Everything in the listing below from the line containing "PR #1137, opened 2026-06-19" through the line containing "### LINKED ISSUE #1100: bug: split" must be repeated exactly; the remaining lines are not wanted.

→ **GIVEN INFORMATION**
- - - -
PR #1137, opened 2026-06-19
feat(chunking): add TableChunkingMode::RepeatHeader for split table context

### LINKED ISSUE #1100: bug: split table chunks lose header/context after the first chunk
- - - -
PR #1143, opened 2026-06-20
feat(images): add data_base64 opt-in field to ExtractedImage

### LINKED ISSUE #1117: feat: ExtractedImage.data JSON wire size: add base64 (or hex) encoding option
- - - -
→ **SOLUTION TO THE PROBLEM**
PR #1137, opened 2026-06-19
feat(chunking): add TableChunkingMode::RepeatHeader for split table context

### LINKED ISSUE #1100: bug: split table chunks lose header/context after the first chunk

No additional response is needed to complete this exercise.